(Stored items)
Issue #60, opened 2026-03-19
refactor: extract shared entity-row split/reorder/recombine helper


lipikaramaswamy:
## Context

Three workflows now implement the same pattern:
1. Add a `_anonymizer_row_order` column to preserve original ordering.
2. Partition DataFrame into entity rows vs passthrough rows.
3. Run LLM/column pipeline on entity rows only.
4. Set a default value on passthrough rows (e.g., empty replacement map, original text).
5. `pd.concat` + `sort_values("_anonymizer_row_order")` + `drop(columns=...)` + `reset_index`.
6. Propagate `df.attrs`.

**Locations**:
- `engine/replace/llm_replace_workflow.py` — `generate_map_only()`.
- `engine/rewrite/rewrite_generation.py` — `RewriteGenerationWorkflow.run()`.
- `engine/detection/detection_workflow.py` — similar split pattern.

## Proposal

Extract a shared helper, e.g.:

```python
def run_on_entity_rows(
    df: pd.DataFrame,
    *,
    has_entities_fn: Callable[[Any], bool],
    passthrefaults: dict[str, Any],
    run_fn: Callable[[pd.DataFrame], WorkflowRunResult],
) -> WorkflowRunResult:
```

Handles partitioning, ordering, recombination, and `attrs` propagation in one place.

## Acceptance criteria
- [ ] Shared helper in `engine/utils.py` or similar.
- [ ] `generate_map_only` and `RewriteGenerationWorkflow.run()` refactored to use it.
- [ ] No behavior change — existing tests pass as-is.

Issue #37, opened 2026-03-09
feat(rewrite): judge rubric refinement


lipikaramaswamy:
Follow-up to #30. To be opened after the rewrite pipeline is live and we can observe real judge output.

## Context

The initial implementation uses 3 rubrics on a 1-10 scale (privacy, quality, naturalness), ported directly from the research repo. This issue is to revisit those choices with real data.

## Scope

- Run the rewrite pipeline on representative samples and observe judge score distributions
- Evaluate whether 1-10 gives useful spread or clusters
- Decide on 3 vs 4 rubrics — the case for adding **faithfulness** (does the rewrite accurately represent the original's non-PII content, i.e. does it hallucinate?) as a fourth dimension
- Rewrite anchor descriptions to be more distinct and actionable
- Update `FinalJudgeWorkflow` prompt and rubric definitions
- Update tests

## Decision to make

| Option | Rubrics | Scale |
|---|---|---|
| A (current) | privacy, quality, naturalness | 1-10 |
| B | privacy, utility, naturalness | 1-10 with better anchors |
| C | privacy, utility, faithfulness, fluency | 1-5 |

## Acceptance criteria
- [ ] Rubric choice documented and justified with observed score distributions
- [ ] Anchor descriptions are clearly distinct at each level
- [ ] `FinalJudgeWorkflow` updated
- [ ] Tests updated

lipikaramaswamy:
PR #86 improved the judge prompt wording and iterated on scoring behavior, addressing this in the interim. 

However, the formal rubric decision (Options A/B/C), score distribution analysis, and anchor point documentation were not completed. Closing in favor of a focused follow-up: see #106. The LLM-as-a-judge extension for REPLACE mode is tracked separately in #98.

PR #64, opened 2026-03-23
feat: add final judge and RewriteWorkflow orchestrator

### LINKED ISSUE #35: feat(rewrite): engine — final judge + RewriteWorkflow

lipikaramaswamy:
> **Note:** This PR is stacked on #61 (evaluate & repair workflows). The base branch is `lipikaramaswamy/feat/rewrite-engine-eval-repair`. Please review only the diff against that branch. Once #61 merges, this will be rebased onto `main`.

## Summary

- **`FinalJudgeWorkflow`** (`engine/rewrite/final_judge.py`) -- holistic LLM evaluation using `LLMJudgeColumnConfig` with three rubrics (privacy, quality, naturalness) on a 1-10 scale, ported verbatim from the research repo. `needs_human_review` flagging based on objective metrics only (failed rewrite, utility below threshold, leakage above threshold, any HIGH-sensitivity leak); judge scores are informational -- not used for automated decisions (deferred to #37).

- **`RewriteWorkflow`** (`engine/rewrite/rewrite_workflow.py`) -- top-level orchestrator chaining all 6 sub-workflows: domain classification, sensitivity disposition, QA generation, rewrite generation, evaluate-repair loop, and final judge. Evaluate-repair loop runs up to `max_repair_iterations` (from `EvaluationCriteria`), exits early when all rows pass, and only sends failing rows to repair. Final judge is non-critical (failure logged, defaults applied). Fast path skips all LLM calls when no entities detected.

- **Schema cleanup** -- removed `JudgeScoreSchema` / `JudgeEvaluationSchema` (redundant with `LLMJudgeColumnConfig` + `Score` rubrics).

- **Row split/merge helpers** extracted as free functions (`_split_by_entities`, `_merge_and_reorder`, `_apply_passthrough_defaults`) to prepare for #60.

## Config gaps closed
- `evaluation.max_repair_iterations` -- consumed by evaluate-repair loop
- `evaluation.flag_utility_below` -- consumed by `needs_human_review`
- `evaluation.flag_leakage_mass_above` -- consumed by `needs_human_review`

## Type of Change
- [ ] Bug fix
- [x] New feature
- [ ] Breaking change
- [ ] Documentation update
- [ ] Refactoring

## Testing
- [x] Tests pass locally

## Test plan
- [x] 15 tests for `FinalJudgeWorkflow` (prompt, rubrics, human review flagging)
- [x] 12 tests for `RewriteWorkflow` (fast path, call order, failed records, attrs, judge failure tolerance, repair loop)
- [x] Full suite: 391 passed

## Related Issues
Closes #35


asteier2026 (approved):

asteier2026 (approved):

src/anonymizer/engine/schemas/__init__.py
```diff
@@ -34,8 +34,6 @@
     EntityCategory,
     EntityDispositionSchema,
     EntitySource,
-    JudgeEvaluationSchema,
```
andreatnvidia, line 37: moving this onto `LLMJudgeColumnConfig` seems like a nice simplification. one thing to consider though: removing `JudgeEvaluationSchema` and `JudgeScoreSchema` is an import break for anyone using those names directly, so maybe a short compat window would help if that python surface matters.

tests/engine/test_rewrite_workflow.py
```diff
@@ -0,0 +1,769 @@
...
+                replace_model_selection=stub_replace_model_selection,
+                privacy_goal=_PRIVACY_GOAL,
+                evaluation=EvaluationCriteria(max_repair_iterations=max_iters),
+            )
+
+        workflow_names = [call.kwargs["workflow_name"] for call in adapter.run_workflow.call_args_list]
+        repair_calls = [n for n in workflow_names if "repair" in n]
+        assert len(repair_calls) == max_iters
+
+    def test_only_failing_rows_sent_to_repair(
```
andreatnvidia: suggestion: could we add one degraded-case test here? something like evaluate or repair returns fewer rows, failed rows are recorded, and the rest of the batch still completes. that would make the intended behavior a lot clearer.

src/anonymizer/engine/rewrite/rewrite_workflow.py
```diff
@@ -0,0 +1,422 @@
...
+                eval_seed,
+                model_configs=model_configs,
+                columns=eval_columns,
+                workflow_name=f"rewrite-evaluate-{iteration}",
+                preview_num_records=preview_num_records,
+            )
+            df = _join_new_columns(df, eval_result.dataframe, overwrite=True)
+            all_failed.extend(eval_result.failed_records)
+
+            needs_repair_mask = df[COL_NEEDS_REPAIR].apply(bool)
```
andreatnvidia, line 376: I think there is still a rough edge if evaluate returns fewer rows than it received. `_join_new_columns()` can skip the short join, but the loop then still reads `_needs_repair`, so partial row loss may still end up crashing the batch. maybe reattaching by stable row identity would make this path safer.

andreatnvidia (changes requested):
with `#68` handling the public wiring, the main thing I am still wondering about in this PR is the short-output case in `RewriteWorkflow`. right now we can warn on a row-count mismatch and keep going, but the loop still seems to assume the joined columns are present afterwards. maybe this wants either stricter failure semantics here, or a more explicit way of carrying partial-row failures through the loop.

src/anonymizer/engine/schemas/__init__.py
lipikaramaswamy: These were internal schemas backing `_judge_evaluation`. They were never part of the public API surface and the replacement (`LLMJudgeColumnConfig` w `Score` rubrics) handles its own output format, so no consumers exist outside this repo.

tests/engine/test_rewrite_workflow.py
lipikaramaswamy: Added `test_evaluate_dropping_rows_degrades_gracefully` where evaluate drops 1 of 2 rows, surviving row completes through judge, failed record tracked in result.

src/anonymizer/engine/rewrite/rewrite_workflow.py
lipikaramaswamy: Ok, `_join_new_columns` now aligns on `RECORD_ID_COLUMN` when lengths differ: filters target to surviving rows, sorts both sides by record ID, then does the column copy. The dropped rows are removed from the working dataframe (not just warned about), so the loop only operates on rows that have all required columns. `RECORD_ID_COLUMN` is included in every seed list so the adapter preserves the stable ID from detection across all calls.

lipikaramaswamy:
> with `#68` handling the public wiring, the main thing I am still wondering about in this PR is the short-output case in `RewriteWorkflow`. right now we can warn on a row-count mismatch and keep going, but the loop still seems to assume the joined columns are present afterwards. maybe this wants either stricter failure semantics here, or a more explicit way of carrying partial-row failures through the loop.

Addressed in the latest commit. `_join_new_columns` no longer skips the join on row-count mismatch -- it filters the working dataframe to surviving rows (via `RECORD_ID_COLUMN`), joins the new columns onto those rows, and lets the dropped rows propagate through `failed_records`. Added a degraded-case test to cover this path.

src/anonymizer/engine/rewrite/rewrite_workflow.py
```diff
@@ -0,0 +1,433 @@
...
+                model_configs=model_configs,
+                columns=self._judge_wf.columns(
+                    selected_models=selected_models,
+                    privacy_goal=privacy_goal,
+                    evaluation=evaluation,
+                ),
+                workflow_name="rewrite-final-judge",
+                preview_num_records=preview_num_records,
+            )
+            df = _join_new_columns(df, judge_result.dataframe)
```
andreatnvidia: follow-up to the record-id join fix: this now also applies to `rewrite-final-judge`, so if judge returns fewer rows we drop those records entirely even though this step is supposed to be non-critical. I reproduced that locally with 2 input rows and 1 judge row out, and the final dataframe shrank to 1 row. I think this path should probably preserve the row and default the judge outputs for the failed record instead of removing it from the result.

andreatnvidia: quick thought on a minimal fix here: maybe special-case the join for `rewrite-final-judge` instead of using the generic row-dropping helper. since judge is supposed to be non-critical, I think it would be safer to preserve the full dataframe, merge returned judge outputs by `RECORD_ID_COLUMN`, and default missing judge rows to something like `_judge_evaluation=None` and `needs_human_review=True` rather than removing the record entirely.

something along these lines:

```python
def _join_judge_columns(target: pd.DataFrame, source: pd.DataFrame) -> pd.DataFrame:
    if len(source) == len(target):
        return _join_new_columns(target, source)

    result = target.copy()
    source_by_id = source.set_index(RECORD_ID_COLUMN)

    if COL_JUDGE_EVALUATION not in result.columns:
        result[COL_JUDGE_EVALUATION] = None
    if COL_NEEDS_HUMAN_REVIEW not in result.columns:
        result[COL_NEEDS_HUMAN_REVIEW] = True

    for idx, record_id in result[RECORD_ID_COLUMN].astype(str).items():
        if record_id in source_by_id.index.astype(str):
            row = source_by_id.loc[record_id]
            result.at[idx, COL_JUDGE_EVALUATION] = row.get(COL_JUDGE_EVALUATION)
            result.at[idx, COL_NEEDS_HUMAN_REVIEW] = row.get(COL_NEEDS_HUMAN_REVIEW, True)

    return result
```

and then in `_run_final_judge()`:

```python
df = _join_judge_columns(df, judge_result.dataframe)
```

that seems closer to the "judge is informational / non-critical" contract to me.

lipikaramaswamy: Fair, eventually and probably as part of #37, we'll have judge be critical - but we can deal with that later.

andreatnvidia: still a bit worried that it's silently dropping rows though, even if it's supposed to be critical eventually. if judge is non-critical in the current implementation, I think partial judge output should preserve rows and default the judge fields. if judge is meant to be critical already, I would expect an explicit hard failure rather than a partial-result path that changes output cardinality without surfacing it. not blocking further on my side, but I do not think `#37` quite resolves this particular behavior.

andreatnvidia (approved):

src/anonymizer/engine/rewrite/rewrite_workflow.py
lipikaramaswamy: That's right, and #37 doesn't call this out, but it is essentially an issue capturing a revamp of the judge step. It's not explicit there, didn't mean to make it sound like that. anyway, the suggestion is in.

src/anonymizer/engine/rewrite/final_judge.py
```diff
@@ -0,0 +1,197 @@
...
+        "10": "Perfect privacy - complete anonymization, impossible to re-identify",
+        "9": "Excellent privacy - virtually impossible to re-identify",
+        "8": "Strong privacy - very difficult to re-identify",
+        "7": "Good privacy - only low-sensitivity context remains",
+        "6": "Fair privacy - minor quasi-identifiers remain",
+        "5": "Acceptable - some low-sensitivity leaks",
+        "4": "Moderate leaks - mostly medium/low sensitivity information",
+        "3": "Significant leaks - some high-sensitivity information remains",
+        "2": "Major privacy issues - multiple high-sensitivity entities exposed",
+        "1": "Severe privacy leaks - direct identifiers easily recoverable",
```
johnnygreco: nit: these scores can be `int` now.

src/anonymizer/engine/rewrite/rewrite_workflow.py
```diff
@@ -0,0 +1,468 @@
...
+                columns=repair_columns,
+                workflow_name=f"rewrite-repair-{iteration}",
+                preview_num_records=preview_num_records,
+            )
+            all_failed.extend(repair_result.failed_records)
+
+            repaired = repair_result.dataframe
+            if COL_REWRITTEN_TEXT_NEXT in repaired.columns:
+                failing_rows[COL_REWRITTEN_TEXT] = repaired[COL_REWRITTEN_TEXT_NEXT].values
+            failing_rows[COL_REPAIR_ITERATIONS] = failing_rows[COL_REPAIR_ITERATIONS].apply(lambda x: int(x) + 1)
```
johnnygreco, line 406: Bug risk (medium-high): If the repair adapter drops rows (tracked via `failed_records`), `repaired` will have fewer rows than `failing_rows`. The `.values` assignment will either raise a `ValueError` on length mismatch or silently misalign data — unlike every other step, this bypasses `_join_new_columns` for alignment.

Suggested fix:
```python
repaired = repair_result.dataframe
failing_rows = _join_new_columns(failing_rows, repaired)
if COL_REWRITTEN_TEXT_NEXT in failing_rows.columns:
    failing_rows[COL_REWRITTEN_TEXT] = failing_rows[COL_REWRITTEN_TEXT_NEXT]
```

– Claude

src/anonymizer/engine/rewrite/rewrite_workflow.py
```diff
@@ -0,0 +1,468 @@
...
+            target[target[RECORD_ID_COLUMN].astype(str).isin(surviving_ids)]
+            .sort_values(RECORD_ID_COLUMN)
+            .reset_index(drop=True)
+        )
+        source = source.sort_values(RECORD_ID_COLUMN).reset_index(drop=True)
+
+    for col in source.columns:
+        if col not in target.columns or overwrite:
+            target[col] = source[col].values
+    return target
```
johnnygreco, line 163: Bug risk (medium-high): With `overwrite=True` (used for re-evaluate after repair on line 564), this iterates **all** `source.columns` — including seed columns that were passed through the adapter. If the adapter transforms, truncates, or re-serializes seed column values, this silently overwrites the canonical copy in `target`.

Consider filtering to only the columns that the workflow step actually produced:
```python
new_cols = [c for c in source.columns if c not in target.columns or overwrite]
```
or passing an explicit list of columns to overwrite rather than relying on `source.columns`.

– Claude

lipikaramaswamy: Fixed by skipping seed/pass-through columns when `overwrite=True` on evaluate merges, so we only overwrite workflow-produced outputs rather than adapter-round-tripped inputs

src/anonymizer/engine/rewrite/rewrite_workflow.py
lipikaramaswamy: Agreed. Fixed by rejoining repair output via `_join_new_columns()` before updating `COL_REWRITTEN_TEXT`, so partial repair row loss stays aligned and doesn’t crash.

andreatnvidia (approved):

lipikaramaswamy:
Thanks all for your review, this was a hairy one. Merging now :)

# Brief
Copy out exactly the lines between the line with "or passing an" and the last line of the entries, counting both of those lines.

# Result of this exercise
or passing an explicit list of columns to overwrite rather than relying on `source.columns`.

– Claude

lipikaramaswamy: Fixed by skipping seed/pass-through columns when `overwrite=True` on evaluate merges, so we only overwrite workflow-produced outputs rather than adapter-round-tripped inputs

src/anonymizer/engine/rewrite/rewrite_workflow.py
lipikaramaswamy: Agreed. Fixed by rejoining repair output via `_join_new_columns()` before updating `COL_REWRITTEN_TEXT`, so partial repair row loss stays aligned and doesn’t crash.

andreatnvidia (approved):

lipikaramaswamy:
Thanks all for your review, this was a hairy one. Merging now :)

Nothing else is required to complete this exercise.